▸ Assigned task:
From the records below, set down exactly the lines starting with the line that contains "go mod tidy" and going on through the line that contains "Thanks for doing this!". Nothing else is wanted.

▸ Data for review:

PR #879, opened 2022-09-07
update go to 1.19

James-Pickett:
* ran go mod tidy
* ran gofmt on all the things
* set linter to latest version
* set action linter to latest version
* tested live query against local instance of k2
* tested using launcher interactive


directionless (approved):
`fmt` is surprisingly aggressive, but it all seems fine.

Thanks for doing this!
...
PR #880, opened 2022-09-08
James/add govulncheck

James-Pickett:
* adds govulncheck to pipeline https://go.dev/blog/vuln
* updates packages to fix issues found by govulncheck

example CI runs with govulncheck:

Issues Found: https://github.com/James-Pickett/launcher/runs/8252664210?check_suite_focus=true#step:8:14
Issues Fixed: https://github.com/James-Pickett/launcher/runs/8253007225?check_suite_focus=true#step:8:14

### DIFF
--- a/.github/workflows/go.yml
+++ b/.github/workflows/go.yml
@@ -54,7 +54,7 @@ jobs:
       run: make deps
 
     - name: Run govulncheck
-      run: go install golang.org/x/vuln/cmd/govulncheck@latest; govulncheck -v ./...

▸ Result of the task:
* ran go mod tidy
* ran gofmt on all the things
* set linter to latest version
* set action linter to latest version
* tested live query against local instance of k2
* tested using launcher interactive


directionless (approved):
`fmt` is surprisingly aggressive, but it all seems fine.

Thanks for doing this!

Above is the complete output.